DATA UNDER STUDY:
PR #221, opened 2018-10-01
Add new Helm deployer leveraging local-tiller for stronger integration.

trironkk:
Most of the files in this pull request are generated/copied. It should be easier to do this review on a per-commit basis.


marketplace/deployer_helm_tiller_base/bin/post-install.sh
```diff
@@ -0,0 +1,96 @@
...
+      --arg app_api_version "$app_api_version" \
+  > "$manifests_directory/$kind.json"
+  echo
+done
+
+find "$manifests_directory" -type f -size 0 -delete
+
+if [[ ! -z "$(ls -A "$manifests_directory")" ]]; then
+	cat "$manifests_directory"/*
+  kubectl apply -f "$manifests_directory"
```
huyhg: We shouldn't be using `kubectl apply` for helm created resources, since they weren't created with `kubectl apply` (I tried deploying a chart, there is no kubectl annotation). You should see the following warning in the log:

TASK DIRECTIONS:
All lines of the data above that include the word "should" must be shown.

RESULT:
Most of the files in this pull request are generated/copied. It should be easier to do this review on a per-commit basis.
huyhg: We shouldn't be using `kubectl apply` for helm created resources, since they weren't created with `kubectl apply` (I tried deploying a chart, there is no kubectl annotation). You should see the following warning in the log:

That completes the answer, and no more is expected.